◆ WORK TO COMPLETE ◆
When the line containing "( NFData(..) )" appears in the entries below, begin printing there and stop after the line containing "andreasabel, line 1: Maybe"; print each of those lines exactly and no other line.

Saved data entries

■ ■ ■ ■ ■

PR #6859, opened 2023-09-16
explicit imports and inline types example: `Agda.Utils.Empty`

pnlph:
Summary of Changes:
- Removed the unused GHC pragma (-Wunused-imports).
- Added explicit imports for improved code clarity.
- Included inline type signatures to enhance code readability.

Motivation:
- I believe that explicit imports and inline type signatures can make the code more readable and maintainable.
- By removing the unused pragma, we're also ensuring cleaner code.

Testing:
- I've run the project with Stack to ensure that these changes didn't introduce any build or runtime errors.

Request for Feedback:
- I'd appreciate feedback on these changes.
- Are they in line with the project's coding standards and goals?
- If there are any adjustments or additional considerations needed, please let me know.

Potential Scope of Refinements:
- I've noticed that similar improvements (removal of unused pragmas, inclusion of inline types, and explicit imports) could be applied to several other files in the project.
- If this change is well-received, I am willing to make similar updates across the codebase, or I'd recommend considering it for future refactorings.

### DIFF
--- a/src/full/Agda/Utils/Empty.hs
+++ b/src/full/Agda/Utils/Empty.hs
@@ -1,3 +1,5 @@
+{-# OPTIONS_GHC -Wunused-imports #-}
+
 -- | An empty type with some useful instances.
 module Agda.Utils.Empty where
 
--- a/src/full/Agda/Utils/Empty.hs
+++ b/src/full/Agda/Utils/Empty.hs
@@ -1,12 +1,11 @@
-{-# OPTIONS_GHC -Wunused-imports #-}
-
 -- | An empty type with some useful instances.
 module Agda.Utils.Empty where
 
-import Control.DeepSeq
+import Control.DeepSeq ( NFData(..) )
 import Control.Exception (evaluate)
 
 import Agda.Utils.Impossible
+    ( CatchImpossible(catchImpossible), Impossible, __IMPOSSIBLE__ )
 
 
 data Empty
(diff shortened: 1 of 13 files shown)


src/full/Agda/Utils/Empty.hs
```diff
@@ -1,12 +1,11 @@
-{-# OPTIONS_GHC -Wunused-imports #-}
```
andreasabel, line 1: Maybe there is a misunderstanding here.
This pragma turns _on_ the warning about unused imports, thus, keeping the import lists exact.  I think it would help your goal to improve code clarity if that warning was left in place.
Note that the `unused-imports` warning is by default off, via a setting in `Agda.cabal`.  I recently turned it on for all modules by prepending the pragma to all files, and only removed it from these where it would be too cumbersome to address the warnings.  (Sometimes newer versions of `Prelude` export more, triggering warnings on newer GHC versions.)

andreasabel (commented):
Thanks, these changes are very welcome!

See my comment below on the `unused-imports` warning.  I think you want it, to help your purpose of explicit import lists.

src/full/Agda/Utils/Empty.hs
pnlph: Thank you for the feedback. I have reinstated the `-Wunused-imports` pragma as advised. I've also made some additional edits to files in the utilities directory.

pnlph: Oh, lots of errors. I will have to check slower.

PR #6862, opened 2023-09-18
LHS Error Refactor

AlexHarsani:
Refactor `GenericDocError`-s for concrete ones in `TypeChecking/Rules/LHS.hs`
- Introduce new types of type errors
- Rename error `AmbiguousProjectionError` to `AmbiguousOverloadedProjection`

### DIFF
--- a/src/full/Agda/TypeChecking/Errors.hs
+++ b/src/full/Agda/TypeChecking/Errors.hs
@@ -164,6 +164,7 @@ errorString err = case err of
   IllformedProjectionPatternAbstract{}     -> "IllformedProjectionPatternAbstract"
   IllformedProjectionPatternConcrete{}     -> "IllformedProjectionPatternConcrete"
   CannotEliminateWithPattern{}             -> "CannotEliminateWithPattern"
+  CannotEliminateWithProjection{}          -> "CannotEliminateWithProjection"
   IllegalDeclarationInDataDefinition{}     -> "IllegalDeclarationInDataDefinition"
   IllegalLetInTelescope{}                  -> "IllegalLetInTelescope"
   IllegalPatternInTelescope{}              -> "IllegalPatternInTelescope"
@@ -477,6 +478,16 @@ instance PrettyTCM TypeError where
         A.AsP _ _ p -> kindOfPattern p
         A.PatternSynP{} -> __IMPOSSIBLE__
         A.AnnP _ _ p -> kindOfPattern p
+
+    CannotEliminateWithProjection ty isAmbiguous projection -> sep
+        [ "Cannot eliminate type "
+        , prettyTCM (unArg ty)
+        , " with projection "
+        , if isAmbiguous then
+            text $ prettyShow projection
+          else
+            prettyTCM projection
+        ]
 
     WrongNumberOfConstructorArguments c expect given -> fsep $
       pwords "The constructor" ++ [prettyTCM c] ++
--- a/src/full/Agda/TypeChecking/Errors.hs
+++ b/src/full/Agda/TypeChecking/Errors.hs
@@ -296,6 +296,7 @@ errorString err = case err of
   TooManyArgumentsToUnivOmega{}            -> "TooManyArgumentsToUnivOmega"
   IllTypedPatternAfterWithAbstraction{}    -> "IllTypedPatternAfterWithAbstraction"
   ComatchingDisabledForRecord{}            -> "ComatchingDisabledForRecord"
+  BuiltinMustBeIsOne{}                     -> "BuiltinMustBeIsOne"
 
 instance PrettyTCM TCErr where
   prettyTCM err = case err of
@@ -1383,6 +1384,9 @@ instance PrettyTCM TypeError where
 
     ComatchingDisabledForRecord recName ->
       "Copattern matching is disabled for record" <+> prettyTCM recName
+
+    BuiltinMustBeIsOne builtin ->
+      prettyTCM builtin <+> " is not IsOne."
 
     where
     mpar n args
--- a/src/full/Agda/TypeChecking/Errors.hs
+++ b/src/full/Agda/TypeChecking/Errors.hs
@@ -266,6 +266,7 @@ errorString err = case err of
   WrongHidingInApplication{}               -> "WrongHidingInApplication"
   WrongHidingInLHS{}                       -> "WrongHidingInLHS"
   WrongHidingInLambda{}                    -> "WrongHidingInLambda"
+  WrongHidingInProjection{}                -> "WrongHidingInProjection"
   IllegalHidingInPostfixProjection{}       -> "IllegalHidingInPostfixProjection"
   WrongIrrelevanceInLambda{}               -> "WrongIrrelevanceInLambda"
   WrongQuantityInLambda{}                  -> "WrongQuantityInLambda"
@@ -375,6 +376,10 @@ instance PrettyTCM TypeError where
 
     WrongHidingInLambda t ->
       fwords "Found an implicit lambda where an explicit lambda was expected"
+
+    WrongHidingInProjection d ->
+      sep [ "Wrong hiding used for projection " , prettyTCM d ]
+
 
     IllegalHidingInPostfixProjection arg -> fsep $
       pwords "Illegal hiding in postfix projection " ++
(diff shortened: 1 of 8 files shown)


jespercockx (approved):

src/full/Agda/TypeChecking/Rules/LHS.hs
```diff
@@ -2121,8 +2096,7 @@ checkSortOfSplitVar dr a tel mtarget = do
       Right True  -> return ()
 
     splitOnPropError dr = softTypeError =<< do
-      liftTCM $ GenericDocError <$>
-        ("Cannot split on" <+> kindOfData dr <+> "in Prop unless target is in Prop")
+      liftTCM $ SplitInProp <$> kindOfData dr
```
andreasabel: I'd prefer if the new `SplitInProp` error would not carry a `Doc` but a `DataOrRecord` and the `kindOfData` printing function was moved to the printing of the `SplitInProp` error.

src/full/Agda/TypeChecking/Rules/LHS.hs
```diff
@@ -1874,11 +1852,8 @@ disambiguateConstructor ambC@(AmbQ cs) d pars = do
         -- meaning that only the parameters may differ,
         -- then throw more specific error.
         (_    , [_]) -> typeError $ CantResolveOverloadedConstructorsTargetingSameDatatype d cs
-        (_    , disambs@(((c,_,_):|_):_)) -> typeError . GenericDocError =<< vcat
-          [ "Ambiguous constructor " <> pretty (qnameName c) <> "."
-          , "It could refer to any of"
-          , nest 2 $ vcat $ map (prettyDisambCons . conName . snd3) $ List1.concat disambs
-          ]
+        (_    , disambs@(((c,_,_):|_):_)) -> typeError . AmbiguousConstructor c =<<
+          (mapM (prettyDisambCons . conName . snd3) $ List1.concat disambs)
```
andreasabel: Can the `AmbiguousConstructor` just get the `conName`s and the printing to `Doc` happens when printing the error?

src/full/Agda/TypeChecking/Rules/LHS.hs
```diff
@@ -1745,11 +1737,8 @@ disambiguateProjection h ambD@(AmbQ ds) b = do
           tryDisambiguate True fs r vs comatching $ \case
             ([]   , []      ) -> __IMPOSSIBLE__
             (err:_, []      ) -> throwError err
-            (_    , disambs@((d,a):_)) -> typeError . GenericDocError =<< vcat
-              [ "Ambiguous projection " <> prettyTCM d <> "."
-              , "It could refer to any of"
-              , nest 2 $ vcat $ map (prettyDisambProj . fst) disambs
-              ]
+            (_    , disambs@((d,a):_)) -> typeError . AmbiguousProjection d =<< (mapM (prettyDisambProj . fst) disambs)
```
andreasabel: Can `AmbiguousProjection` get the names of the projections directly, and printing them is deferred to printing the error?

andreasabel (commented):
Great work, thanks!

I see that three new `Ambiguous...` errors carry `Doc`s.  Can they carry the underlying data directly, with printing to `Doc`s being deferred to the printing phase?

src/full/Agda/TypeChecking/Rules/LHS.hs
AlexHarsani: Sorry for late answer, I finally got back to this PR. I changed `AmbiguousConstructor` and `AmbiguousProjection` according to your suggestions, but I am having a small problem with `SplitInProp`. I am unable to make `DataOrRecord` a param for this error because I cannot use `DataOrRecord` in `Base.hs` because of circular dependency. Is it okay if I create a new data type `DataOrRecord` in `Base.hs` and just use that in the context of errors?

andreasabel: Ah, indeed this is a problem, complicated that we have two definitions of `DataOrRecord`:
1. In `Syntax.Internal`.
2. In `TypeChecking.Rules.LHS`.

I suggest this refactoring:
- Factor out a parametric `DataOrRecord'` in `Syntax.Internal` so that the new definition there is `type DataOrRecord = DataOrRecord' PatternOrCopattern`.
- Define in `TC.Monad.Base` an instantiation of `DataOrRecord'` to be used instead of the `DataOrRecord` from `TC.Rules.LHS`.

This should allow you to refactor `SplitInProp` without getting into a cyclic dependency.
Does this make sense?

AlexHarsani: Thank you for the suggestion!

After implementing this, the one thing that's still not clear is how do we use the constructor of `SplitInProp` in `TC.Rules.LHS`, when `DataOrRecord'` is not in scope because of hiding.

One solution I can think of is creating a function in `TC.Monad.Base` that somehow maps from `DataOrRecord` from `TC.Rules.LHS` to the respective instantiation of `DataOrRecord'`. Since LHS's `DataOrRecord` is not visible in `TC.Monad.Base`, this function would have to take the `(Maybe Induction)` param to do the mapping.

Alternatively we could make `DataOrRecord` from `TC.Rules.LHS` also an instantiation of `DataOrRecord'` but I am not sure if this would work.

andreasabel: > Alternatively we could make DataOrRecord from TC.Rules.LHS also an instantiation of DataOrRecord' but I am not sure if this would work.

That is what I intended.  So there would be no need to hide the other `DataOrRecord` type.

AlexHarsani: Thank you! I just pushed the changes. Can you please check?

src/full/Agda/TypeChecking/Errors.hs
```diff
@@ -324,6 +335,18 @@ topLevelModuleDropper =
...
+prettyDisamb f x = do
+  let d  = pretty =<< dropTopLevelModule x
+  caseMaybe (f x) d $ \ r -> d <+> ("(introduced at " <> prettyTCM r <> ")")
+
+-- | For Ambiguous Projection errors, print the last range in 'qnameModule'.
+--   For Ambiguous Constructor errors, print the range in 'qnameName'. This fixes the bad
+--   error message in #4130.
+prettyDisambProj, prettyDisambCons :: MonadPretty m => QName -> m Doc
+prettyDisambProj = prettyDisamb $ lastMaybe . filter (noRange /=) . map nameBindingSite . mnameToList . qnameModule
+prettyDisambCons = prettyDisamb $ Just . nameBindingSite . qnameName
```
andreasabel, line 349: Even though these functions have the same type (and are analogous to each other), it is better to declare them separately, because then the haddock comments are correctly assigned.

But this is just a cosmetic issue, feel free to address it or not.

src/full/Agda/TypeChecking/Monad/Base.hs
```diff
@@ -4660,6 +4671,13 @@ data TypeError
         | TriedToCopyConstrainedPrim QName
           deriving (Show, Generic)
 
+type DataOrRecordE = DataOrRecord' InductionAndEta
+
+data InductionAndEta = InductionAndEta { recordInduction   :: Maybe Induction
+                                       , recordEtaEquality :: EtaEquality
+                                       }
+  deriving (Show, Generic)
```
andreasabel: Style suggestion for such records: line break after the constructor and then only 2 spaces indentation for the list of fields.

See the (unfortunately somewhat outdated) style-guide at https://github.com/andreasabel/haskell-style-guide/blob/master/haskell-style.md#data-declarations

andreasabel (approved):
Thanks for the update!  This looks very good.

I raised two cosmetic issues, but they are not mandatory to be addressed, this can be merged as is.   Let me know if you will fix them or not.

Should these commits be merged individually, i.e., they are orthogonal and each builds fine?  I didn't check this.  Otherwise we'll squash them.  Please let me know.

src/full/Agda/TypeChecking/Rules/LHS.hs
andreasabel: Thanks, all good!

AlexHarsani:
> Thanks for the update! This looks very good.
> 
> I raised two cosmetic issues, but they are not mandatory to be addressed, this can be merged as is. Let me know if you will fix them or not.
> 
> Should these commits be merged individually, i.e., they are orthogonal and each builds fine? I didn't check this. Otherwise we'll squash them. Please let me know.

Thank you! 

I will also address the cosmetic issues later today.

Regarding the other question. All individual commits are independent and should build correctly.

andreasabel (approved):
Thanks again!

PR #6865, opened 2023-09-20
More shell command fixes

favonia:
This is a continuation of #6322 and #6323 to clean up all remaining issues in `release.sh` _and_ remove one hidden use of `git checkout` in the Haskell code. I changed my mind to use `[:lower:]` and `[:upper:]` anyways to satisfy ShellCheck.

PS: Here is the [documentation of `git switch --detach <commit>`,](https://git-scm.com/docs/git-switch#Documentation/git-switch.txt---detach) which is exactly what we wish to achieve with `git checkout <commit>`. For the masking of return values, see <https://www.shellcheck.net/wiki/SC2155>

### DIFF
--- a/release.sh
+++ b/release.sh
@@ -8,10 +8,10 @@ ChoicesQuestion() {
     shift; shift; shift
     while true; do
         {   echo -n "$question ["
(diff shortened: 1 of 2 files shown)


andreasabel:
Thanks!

■ ■ ■ ■ ■

◆ ANSWER SPACE ◆
+import Control.DeepSeq ( NFData(..) )
 import Control.Exception (evaluate)
 
 import Agda.Utils.Impossible
+    ( CatchImpossible(catchImpossible), Impossible, __IMPOSSIBLE__ )
 
 
 data Empty
(diff shortened: 1 of 13 files shown)


src/full/Agda/Utils/Empty.hs
```diff
@@ -1,12 +1,11 @@
-{-# OPTIONS_GHC -Wunused-imports #-}
```
andreasabel, line 1: Maybe there is a misunderstanding here.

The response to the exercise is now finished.